What is required => Scan the listing for "artifacts" and copy out each line that has it.

Supplied data =>
PR #22, opened 2021-06-07
feat: basic type definition generation from jsdoc

janory:
Fixes this issue https://github.com/lightbend/akkaserverless-framework/issues/689.

In order to make the JSDoc -> .d.ts generation work, I had to change a few things:
- fix JSDoc annotations/comments where the generator yielded an error (please verify if the changes make sense)
- use a patched tsd-jsdoc generator because of this issue: https://github.com/englercj/tsd-jsdoc/issues/89
- [fork and create a package](https://github.com/janory/tsd-jsdoc/packages/833291) from [englercj's PR](https://github.com/englercj/tsd-jsdoc/pull/144/files#diff-9af2ecc9ea9c57456a81fadd6bf93a6d974c4aa1421e8bf912ce080d70be4fcb)
- even the forked version didn't work fully so had to [monkey patch it](https://github.com/janory/tsd-jsdoc/commit/d5ebc54eb6e624e0bc7e56a8f73f27296a2dada3) before publishing
- add the .d.ts generation to the `prepare.sh` script with some post processing (mostly regex search & replaces) to get the correct types

Hint: I've forked the tsd-jsdoc library under my account instead of the LB organisation, because I was not sure about the licensing (the original license is MIT, so it should fine though) and legal implications. It's already a fork of a fork and I wanted to make this work quickly, I thinks it's fine to have it under my account, because it's not too much different as using package from foreign people from NPM, but I can transfer the ownership of the repo to LB if we want to.

This is the first and very basic version of the type definition support, there are plenty of TODOs which we can do to improve the generated types. 

I see the following short-term TODOs which could help us to get better typing:
- there are still lots of warnings by JSDoc during the type definition generation, we should analyze and fix those, because the generator often just falls back to `any`
- try to eliminate as much `any`s as possible by locally solving the [{object} -> any issue](https://github.com/microsoft/TypeScript/issues/18396)
- remove the dirty regexes and solve those issues on the `tsd-jsdoc` library level

A long-term TODO would be to transform the SDK's codebase to Typescript and don't rely on the JSDoc for type generation.
Since we already generate fairly accurate types based on the JSDoc this transition could happen easier and of course gradually. Based on the decision of how and when do we want to make this step, we should consider to put as less effort into the short-term TODOs as possible.

### DIFF
--- a/.gitignore
+++ b/.gitignore
@@ -1,1 +1,2 @@
 node_modules
+.idea
--- a/sdk/.gitignore
+++ b/sdk/.gitignore
@@ -2,3 +2,4 @@ proto
 protoc
 apidocs
 user-function.desc
+index.d.ts
--- a/sdk/.npmrc
+++ b/sdk/.npmrc
@@ -1,1 +1,2 @@
 engine-strict=true
+@janory:registry=https://npm.pkg.github.com
--- a/sdk/.npmrc
+++ b/sdk/.npmrc
@@ -1,2 +1,2 @@
 engine-strict=true
-@janory:registry=https://npm.pkg.github.com
+@lightbend:registry=https://npm.cloudsmith.io/lightbend/akkaserverless
--- a/sdk/bin/prepare.sh
+++ b/sdk/bin/prepare.sh
@@ -36,7 +36,7 @@ pbjs -t static-module -p ./proto -p ./protoc/include \
   | pbts -o ./proto/protobuf-bundle.d.ts -
 
 # Generate TS type definitions based on the JSDocs
-jsdoc -t ./node_modules/@janory/tsd-jsdoc/dist -c ./jsdoc.json -d .
+jsdoc -t ./node_modules/@lightbend/tsd-jsdoc/dist -c ./jsdoc.json -d .
 mv types.d.ts index.d.ts
 # There replacements are quite dirty, but even the patched tsd-jsdoc generator can't deal with these (mostly module related) issues currently
 perl -i -pe 's/declare module \"akkaserverless\"/declare module \"\@lightbend\/akkaserverless-javascript-sdk\"/g' index.d.ts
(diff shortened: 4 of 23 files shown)


janory:
cc @RoryStokes

janory:
CircleCI is currently failing, but I am already working on a solution to make this work (either publish somewhere else or add a token). In the meanwhile if you would like to try this out locally, please add a GH token which has the `read:packages` permission to your `~/.npmrc`.

pvlugter (commented):
LGTM. Agree on focusing more on the long-term transition to TypeScript, over putting much energy into the short-term fixes.

I can add a token for GitHub packages. But a token will also be required by anyone building this now, and also affects the docker builds for the TCK and samples. Shall we publish the forked `tsd-jsdoc` somewhere else (that doesn't require any auth)? We could use a Cloudsmith repository (where other Lightbend artifacts have been migrated to), rather than the main npm registry.

janory:
> We could use a Cloudsmith repository (where other Lightbend artifacts have been migrated to), rather than the main npm registry.

Done! 👍 
I've moved the package [to the LB org](https://github.com/lightbend/tsd-jsdoc) and [published to our Cloudsmith org](https://cloudsmith.io/~lightbend/repos/akkaserverless/packages/detail/npm/@lightbend%252Ftsd-jsdoc/2.5.1/).

.gitignore
```diff
@@ -1 +1,2 @@
 node_modules
+.idea
```
pvlugter, line 2: Not important, but good to add any IDE or editor ignores to your own global gitignore. People use so many different tools, and it saves putting them all into the project gitignore.

pvlugter (approved):

pvlugter:
> I've moved the repo [to the LB org](https://github.com/lightbend/tsd-jsdoc) and [published the package to our Cloudsmith org](https://cloudsmith.io/~lightbend/repos/akkaserverless/packages/detail/npm/@lightbend%252Ftsd-jsdoc/2.5.1/).

Cool 👍🏼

Solution below =>
I can add a token for GitHub packages. But a token will also be required by anyone building this now, and also affects the docker builds for the TCK and samples. Shall we publish the forked `tsd-jsdoc` somewhere else (that doesn't require any auth)? We could use a Cloudsmith repository (where other Lightbend artifacts have been migrated to), rather than the main npm registry.
> We could use a Cloudsmith repository (where other Lightbend artifacts have been migrated to), rather than the main npm registry.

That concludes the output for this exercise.